What to do: Search each line of the data for the word "existing"; copy every line where it is found.

Saved entries:
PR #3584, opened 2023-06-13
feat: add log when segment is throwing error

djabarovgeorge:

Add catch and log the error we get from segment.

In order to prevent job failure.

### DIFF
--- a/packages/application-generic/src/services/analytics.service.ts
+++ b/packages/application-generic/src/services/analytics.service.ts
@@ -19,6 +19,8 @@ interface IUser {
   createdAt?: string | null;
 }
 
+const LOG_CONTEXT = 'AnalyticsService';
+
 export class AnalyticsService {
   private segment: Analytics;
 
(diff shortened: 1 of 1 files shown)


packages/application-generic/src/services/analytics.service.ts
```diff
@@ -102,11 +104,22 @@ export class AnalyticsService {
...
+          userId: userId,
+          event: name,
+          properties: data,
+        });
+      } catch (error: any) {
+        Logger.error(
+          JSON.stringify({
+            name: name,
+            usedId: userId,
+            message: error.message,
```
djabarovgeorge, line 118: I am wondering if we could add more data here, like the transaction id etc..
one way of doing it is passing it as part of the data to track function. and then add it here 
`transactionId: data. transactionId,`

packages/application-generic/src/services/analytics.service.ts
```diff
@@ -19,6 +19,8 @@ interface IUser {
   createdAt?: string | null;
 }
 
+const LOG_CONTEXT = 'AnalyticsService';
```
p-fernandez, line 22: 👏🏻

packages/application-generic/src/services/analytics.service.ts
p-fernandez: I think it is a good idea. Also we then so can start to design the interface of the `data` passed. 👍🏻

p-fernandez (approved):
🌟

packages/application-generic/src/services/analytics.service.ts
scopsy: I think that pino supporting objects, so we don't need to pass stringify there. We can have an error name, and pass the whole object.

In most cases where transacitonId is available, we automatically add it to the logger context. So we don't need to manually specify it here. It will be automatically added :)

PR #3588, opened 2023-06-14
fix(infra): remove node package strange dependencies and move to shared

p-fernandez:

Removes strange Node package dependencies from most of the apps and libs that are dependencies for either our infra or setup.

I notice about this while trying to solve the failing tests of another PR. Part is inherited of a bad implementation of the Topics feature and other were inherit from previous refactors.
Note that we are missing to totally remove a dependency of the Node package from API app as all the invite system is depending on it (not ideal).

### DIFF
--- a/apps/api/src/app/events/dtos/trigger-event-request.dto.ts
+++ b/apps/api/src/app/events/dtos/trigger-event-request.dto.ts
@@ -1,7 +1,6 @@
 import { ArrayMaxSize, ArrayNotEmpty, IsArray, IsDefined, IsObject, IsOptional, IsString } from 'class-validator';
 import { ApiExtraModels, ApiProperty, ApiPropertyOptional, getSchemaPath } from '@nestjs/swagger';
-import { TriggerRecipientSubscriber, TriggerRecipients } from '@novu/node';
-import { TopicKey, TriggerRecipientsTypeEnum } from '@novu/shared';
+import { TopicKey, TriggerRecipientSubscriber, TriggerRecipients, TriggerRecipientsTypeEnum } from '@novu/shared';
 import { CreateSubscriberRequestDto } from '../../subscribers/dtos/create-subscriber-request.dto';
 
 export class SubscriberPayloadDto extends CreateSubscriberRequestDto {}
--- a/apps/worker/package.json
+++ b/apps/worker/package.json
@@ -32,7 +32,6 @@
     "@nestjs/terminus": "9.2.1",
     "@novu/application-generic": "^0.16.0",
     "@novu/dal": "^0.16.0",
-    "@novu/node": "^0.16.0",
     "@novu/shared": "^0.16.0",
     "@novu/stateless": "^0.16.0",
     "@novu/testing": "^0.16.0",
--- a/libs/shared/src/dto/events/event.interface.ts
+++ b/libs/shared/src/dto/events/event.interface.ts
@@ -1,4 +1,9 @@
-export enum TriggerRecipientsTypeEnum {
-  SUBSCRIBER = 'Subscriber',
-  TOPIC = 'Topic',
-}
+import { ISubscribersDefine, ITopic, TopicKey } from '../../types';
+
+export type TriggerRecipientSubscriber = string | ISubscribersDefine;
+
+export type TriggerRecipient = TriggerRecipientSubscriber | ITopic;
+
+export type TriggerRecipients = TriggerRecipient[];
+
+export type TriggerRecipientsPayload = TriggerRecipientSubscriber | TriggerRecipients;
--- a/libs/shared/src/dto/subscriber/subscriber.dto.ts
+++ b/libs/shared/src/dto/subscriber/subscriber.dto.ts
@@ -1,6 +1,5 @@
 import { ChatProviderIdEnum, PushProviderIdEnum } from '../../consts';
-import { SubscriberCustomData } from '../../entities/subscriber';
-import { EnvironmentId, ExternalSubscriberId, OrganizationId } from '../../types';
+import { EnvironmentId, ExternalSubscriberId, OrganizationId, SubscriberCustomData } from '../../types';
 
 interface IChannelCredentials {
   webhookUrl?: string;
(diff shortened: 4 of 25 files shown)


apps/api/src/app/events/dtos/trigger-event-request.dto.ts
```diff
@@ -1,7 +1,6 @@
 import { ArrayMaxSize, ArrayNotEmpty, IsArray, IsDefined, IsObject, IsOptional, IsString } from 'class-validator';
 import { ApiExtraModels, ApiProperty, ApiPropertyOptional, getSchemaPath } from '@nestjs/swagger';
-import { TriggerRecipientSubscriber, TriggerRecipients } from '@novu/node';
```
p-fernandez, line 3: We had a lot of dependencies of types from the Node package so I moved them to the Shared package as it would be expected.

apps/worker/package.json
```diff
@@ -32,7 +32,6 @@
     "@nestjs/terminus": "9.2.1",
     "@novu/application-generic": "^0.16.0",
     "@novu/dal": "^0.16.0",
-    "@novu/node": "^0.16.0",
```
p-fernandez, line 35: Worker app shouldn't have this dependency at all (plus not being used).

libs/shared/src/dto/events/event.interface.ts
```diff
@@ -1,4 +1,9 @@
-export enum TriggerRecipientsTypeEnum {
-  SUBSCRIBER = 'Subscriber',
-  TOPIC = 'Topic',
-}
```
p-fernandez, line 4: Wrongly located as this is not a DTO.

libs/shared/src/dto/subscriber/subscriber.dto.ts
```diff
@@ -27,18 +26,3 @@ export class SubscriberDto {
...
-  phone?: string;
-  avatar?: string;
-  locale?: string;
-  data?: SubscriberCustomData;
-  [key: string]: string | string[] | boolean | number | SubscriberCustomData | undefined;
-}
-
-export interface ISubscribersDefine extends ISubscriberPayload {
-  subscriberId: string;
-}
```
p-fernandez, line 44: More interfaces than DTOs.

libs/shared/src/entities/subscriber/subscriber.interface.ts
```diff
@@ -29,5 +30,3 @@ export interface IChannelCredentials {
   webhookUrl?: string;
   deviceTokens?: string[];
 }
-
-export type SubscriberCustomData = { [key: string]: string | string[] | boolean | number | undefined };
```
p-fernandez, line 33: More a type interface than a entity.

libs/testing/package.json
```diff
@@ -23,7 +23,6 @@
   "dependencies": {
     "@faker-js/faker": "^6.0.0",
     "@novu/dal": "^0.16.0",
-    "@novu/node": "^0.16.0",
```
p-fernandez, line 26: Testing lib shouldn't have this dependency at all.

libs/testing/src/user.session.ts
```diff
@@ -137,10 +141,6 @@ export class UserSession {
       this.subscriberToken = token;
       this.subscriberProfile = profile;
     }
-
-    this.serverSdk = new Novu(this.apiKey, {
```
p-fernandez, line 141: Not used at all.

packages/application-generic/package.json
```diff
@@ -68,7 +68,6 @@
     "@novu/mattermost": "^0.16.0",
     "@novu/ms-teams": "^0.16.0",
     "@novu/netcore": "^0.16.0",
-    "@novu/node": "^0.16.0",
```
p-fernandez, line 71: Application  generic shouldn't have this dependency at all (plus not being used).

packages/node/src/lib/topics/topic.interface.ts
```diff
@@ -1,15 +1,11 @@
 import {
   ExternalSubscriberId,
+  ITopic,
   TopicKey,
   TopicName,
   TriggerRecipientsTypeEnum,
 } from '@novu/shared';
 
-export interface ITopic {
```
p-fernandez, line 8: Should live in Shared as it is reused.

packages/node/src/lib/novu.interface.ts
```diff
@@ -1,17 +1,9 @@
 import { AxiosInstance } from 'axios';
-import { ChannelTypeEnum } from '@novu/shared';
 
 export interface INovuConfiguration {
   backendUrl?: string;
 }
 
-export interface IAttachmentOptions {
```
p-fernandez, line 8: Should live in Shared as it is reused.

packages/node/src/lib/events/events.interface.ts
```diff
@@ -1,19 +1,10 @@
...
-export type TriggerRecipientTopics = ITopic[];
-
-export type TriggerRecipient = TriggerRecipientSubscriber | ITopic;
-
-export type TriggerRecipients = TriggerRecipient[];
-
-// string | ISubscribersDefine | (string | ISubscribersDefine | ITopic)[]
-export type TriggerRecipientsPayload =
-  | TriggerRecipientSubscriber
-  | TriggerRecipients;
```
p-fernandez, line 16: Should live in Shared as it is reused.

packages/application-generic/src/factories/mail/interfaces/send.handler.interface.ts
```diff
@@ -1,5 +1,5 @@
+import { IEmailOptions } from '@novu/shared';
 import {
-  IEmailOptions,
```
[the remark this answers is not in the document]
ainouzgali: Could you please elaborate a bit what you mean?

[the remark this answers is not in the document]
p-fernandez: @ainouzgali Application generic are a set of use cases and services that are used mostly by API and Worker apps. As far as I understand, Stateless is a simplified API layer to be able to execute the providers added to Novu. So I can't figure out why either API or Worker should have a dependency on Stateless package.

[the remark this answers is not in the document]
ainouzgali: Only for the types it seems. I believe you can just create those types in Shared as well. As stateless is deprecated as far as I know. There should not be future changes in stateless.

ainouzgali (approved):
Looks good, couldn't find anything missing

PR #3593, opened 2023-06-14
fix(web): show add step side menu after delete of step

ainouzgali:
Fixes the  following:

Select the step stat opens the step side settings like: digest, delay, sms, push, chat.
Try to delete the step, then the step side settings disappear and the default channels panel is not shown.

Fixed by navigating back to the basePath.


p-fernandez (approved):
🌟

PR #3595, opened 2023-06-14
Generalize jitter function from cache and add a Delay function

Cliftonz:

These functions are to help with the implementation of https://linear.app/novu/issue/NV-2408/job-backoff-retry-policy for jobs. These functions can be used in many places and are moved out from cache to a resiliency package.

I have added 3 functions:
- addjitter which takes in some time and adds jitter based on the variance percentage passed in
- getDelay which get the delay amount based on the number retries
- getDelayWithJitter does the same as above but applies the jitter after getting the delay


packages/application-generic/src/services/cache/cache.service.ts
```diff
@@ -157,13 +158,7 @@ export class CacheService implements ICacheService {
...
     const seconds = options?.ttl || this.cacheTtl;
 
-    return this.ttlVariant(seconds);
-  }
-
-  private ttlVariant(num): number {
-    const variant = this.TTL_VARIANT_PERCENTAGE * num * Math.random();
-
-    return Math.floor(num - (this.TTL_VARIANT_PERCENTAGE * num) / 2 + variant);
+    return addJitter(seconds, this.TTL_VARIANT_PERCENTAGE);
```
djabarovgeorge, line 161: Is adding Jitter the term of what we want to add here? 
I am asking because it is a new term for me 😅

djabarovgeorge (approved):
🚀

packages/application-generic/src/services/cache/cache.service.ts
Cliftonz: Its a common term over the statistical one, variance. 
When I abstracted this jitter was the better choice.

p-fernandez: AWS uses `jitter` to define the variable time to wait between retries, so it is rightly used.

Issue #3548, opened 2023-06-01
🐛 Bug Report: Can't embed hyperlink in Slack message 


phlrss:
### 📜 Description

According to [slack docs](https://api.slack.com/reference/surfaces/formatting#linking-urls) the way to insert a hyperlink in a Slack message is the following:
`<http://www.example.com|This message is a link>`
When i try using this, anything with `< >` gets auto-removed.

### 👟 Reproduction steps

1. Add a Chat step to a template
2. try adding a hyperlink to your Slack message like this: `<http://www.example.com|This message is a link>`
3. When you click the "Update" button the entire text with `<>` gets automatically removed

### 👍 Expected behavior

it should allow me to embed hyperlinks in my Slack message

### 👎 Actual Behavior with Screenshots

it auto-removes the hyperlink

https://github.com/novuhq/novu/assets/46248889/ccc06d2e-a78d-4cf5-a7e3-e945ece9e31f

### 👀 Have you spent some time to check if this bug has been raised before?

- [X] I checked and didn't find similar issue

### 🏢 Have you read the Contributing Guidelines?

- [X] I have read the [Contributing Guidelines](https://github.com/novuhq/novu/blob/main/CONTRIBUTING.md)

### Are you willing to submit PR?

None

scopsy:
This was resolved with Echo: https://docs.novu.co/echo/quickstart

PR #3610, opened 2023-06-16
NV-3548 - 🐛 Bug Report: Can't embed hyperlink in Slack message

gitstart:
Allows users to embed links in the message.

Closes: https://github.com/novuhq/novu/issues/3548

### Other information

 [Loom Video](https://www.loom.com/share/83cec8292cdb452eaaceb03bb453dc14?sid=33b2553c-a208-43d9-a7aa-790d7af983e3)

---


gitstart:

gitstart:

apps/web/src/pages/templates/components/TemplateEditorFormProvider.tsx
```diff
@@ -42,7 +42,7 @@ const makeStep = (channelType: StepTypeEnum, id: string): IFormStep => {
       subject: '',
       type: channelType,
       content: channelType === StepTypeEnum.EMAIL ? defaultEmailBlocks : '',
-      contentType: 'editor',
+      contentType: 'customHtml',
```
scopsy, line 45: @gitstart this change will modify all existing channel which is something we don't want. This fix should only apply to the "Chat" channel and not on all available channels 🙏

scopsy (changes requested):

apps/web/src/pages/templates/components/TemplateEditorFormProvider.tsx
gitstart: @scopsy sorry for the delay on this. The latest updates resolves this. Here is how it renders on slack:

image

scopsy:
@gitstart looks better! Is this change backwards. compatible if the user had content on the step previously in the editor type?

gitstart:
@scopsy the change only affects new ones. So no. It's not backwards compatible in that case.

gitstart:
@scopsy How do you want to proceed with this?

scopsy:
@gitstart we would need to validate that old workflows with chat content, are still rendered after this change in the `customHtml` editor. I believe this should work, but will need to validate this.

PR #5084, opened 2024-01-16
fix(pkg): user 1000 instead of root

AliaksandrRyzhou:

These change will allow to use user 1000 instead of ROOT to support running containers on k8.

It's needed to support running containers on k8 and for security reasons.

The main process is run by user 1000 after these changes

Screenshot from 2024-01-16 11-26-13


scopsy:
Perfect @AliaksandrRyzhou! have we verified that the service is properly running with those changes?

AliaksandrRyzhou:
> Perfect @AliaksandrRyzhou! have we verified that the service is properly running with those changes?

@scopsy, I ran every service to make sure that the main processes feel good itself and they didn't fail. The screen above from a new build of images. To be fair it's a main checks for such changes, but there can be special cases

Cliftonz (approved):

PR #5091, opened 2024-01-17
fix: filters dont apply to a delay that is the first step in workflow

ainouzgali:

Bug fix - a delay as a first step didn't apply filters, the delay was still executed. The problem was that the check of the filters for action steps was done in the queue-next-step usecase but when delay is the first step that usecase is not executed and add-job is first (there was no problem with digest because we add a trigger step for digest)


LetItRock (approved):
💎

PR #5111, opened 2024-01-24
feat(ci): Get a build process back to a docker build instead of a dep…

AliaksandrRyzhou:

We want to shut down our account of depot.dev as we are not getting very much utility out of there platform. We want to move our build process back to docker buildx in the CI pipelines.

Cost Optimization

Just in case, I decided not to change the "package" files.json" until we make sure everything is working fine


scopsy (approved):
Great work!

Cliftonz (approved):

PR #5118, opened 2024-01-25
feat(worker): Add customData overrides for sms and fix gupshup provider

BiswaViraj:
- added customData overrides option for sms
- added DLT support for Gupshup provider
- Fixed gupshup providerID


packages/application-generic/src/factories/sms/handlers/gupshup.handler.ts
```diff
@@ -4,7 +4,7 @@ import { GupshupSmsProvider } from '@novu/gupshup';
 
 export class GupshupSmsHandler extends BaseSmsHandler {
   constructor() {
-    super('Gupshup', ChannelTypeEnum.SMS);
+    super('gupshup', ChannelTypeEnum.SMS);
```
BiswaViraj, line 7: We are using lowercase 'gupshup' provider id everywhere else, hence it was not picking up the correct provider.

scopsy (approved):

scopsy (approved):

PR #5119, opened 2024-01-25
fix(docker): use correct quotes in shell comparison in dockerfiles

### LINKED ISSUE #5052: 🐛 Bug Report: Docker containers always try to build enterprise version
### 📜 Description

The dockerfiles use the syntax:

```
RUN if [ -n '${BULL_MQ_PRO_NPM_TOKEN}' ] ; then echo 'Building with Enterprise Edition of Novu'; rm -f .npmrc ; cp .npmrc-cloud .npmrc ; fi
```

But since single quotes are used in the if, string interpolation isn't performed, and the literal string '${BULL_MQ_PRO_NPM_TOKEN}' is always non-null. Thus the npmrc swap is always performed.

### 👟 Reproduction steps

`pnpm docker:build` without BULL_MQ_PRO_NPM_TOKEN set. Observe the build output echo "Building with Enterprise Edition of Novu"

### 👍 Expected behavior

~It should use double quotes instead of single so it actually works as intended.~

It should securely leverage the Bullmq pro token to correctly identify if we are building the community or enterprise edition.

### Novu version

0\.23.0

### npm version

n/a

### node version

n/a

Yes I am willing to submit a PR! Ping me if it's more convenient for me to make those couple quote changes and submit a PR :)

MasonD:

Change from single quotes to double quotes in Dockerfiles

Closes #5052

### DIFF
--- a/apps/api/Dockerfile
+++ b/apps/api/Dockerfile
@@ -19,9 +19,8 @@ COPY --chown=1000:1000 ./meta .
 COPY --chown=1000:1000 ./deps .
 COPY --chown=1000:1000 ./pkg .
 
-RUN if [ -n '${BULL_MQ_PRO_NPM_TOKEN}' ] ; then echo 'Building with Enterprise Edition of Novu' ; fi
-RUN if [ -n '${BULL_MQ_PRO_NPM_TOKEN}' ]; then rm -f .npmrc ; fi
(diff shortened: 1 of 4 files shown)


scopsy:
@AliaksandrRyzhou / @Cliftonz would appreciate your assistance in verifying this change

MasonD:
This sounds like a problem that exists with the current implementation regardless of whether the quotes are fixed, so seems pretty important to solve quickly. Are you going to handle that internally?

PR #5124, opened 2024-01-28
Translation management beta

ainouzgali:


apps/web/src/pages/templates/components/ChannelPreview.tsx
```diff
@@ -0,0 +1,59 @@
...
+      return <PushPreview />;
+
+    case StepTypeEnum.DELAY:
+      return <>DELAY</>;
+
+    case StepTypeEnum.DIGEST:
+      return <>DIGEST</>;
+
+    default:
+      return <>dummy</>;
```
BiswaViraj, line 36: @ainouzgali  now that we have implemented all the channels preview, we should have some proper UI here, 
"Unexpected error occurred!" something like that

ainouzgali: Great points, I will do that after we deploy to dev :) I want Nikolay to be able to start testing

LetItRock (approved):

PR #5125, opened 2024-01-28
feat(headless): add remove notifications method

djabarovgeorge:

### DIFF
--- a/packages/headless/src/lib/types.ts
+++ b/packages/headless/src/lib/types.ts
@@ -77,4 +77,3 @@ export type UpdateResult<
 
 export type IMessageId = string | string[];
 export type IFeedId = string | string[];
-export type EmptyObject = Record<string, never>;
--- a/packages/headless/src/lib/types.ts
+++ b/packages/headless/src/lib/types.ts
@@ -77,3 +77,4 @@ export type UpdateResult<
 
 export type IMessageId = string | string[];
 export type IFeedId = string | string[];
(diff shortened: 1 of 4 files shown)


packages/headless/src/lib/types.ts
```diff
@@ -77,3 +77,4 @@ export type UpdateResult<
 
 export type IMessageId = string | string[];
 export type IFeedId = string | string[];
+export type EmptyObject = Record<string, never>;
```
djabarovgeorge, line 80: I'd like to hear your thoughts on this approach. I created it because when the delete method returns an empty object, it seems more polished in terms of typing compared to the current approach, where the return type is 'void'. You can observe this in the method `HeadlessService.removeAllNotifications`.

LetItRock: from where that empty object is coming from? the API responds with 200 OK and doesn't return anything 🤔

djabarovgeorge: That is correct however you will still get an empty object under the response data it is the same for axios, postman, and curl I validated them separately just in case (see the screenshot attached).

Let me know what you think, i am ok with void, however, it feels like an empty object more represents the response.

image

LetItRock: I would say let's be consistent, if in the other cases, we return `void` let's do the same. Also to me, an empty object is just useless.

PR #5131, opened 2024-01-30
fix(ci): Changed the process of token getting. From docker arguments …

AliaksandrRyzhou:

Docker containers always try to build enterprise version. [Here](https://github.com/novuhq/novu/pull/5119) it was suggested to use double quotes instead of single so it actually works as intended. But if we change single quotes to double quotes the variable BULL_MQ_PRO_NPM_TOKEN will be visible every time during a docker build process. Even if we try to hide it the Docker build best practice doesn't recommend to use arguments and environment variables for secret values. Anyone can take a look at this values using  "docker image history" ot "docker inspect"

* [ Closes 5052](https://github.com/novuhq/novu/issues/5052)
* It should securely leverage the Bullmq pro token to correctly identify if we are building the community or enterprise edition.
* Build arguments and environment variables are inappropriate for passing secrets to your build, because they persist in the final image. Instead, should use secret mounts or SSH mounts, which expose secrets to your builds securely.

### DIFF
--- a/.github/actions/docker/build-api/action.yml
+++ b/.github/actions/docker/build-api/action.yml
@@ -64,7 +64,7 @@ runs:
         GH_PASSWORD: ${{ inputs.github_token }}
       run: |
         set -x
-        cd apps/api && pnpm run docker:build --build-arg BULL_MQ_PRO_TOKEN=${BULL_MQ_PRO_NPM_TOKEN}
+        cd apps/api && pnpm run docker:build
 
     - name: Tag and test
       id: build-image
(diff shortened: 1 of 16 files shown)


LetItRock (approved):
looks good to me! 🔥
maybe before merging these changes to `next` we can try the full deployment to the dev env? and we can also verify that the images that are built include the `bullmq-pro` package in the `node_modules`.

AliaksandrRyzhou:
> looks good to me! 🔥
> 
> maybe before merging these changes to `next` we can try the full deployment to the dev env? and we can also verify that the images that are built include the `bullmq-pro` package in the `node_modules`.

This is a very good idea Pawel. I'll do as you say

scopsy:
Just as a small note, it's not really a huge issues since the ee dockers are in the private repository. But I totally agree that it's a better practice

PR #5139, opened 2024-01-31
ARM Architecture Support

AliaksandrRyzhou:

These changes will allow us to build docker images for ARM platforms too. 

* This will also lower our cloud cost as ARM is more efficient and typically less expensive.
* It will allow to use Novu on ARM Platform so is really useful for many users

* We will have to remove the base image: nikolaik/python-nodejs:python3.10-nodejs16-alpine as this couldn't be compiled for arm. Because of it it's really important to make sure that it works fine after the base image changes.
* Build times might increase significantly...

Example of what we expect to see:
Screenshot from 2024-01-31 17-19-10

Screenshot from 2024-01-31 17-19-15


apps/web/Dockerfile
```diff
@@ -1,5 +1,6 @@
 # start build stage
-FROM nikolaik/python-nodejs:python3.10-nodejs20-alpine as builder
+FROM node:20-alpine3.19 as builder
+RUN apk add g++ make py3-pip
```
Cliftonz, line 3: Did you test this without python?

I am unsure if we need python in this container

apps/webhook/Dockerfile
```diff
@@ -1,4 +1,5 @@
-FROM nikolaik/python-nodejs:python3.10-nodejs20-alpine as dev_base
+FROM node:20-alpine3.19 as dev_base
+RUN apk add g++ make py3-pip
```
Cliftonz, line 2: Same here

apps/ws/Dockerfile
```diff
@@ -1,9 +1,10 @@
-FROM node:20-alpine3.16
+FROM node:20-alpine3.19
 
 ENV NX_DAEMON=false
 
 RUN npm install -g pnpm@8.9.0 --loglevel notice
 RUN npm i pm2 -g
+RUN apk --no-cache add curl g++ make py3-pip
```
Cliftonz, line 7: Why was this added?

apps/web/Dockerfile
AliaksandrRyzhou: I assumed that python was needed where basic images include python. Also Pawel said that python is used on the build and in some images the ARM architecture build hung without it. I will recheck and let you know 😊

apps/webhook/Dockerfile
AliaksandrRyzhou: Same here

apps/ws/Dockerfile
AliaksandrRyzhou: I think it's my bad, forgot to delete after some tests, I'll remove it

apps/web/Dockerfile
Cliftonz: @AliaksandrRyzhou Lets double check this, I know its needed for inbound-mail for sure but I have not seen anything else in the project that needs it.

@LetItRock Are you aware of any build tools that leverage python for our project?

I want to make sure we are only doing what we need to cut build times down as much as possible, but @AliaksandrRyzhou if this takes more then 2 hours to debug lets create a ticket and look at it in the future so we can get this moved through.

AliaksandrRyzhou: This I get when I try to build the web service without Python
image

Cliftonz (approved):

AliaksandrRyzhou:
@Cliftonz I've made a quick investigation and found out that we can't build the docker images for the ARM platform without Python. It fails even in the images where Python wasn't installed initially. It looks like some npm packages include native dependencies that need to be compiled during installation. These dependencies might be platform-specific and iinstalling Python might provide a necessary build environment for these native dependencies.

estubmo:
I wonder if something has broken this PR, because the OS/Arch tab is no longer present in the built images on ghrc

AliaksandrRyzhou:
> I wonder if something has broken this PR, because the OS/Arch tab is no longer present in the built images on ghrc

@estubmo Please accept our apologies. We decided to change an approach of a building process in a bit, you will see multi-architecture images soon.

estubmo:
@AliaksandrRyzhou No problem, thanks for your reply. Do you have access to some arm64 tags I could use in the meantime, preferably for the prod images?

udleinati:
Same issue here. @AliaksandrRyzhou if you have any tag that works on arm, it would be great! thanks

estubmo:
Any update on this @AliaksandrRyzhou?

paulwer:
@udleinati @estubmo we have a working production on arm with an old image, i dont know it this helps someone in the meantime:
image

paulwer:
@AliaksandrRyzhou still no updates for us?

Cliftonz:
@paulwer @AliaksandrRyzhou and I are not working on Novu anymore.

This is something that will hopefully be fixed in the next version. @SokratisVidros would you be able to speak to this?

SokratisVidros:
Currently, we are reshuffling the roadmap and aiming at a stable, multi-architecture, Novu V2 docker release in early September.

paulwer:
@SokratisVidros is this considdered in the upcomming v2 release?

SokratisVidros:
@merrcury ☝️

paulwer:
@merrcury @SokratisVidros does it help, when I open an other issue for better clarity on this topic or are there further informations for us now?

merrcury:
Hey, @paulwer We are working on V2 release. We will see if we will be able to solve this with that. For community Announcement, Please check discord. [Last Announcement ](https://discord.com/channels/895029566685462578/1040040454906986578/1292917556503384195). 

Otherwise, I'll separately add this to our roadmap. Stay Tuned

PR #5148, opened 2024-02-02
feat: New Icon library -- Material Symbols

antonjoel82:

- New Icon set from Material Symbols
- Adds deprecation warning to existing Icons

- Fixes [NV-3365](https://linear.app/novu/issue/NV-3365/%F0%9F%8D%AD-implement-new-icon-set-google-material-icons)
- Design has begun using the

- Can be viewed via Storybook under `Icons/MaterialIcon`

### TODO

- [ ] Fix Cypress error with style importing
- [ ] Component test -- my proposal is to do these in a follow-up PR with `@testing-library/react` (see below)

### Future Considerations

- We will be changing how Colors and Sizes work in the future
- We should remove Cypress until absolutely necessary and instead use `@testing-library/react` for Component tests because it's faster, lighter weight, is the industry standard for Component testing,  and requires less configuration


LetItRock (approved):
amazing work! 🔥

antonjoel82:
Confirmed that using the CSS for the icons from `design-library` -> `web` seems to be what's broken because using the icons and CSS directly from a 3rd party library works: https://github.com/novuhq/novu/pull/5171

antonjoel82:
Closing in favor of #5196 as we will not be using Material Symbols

Response to this task:
scopsy, line 45: @gitstart this change will modify all existing channel which is something we don't want. This fix should only apply to the "Chat" channel and not on all available channels 🙏
- Adds deprecation warning to existing Icons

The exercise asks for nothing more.